The theory is that you inevitably buy more shares in something when the market is down thereby lowering the total average cost per share of your investment, and gaining from a lower overall cost for the shares you’ve purchased over a long period of time.
In other words, a dollar cost averaging strategy is a kind of admission that none of us ever knows what the market is going to do next – so when it’s down, it’s always going to recover and you’re always going to be buying more units of something on the severest of dips. So it has a lot of merit.
But there are disadvantages. If, for example, you have cash to spare in the middle of a major market slump and you’re felling brave enough to invest it – then strict adherence to a dollar cost averaging strategy precludes you from doing just that.
But perhaps the main disadvantage is in choosing the investment itself. This is, of course, a matter for personal choice and if you aren’t confident in deciding where to invest, then a financial advisor is best-placed to help you spread your investment risk in accordance with your investing objectives and timescales. In this way, dollar cost averaging can be a real boon to the hands-off long-term investors amongst us who haven’t really got the time and/or the inclination and knowledge to be watching the market every day of our lives.

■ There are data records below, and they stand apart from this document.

PR #249, opened 2021-11-19
fix: pin typing extensions dependency to fix docker build

unparalleled-js:
### What I did

fix issue where docker image was not building

### How I did it

https://pypi.org/project/typing-extensions/ 

^ this happened on the same day, is the culprit
Some loose dependency out there broke us..  I am not sure.

### How to verify it

Docker should now build locally. and hopefully in CI.

### Checklist

### DIFF
--- a/setup.py
+++ b/setup.py
@@ -85,6 +85,7 @@ setup(
         "singledispatchmethod ; python_version<'3.8'",
         "IPython>=7.25",
         "pytest>=6.0,<7.0",
+        "typing-extensions>=3.10,<4.0.0",
         "web3[tester]>=5.24.0,<6.0.0",
     ],
     entry_points={


unparalleled-js:
looking at this closer, lol, really weird to have to put typing extensions in the install requires..

It does seem to fix the problem but what the heck.

unparalleled-js:
If this is not an immediate need, we should wait and see if this can merge: https://github.com/ethereum/py-trie/pull/122
As then we can pin `py-trie` and that will make slightly more sense than pinning `typing-extensions` (lol).

unparalleled-js:
I only made this a draft because I don't think it is the ideal solution

unparalleled-js:
OK, so the real issue appears to be in `eth-typing` and it is currently in the process of being resolved by ethereum devs,

PR #253, opened 2021-11-22
fix: in geth plugin, verify the provider is geth when connecting to already running node

unparalleled-js:
### What I did

Before, we just took it for granted that the node running was actually geth
Now, we verify first to make sure it is. If not, we raise a `ProviderError`.

Reason:  When messing around with `hardhat`, if I were to accidentally use `geth`, I would be confused at the reasons things would fail. This earlier failure will save us from that confusion and tell us what we are doing wrong!

### How I did it

Use an `else` statement after the `if` that starts the connection when it is not already running.
In that `else` logic, check the `clientVersion` on `web3`.

### How to verify it

Start geth.
Run a script.
Notice it says it is connecting to already running geth

Start hardhat
Run a script but specify `geth`
Notice it fails saying it tried to connect the geth provider to hardhat.

### Checklist


src/ape_geth/providers.py
```diff
@@ -172,6 +172,17 @@ def connect(self):
...
                 raise ConnectionError("Unable to connect to locally running geth.")
+        else:
+            # Verify is actually a geth provider
+            client_version = self._web3.clientVersion
+
+            if "geth" not in client_version.lower():
+                network_name = client_version.split("/")[0]
+                raise ProviderError(
+                    f"Attempted to connect geth plugin to non-geth network ('{network_name}')."
+                )
```
fubuloubu, line 183: Can this be a warning instead? I feel like it shouldn't outright fail in case of using an alternative node implementation like Erigon or OpenEthereum

fubuloubu (approved):

PR #257, opened 2021-11-23
feat: use rich tree when outputting networks list

unparalleled-js:
### What I did

Added a rich Tree view of `ape networks list`.

I realized when adding new networks to `ape` that it is difficult to parse `yaml` with my eyeballs.

This tree view looks pretty and I think makes this command a lot more useful.

### How I did it

Using the `rich` library:
https://rich.readthedocs.io/en/stable/
which claims to suppose the macOS, linux, and Windows, as well as python 3.6+, so we should be good with the dependency, but let me know your thoughts, this PR is also a proposal of the idea.

Also, I allowed the `yaml` version to remain an option via `--format yaml`

### How to verify it

`ape networks list`
`ape networks list --format yaml`

Screen Shot 2021-11-23 at 16 41 33
(image is a picture of the tree output format, which is the new default when not specifying `--format`)

###

- [ ] New test


fubuloubu:
This package looks awesome, and will come in real handy to support transaction trace viewing. I wonder if Brownie is even using this package :thinking:

fubuloubu (approved):

unparalleled-js:
> This package looks awesome, and will come in real handy to support transaction trace viewing. I wonder if Brownie is even using this package 🤔

I looked to see if brownie was because it looks really familiar but didn't see it in their requirements file, so IDK.
It does seem quite useful, I am always a little skeptical with new packages though, but this one seems popular and kind of standard for what we want.

Issue #265, opened 2021-11-24
`transfer` method does not work


unparalleled-js:
### Environment information

Latest `ape`

### What went wrong?

Attempting to transfer funds from one account to another fails.

It looks like `AccountsAPI` has not actually had `self._transaction_class()`,

### How can it be fixed?

`AccountAPI` is using `self._transaction_class` which does not exist.

PR #268, opened 2021-11-24
fix: issue preventing the transfer() method from working on accounts

unparalleled-js:
### What I did

fixes: #265

Makes transfer work again.
This was a regression (my fault)! So I added an integration test (a script that calls transfer) to prevent this bug regression again.

### How I did it

Made a `create_transaction()` public API method on `EcosystemAPI` that did what the `_extract_transaction_type()` thing did before except it also just constructs the txn at that point and returns it.

### How to verify it

I added an integration test to ensure transfer works!

### Checklist

### DIFF
--- a/src/ape/api/address.py
+++ b/src/ape/api/address.py
@@ -24,9 +24,6 @@ class AddressAPI:
     def provider(self, value: ProviderAPI):
         self._provider = value
 
-    def _create_transaction(self, **kwargs):
-        return self.provider.network.ecosystem.create_transaction(**kwargs)
-
     @property
     @abstractmethod
     def address(self) -> AddressType:
--- a/src/ape/api/address.py
+++ b/src/ape/api/address.py
@@ -24,6 +24,9 @@ class AddressAPI:
     def provider(self, value: ProviderAPI):
         self._provider = value
 
+    def _create_transaction(self, **kwargs):
+        return self.provider.network.ecosystem.create_transaction(**kwargs)
+
     @property
     @abstractmethod
     def address(self) -> AddressType:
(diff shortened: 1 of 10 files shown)


tests/integration/test_transfer.py
```diff
@@ -0,0 +1,8 @@
+from ape import accounts, networks
+
+
+def test_transfer():
```
unparalleled-js, line 4: Originally had put this in a script and put it in the projects, but that seemed weird... Because, here, I just want to test that `account.transfer()` works (in an integration-test sort of way), not that `ape run` works.

src/ape/api/address.py
```diff
@@ -24,6 +24,9 @@ def provider(self) -> ProviderAPI:
     def provider(self, value: ProviderAPI):
         self._provider = value
 
+    def _create_transaction(self, **kwargs):
+        return self.provider.network.ecosystem.create_transaction(**kwargs)
+
```
fubuloubu, line 29: This actually seems to make the most sense under `AccountAPI`, since a generic address (or contract account) cannot produce a transaction

tests/integration/test_transfer.py
fubuloubu: Agree

tests/integration/test_transfer.py
```diff
@@ -0,0 +1,8 @@
...
+    with networks.parse_network_choice("::test"):
+        sender = accounts.test_accounts[0]
+        receiver = accounts.test_accounts[1]
+        sender.transfer(receiver, "1 gwei")
```
fubuloubu, line 8: add an `assert` clause showing it works

fubuloubu (approved):

fubuloubu (approved):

If you’re a real market watcher, though, it can still be a good strategy in ironing out the peaks and troughs and forcing oneself to buy more of our favourite stocks come market rain or shine. This can be great self-discipline in taking the emotion out of things and you will, inevitably, buy more at the lowest points. Whether you’re feeling confident enough to buy more still is up to you – but that isn’t exactly the point of dollar cost averaging.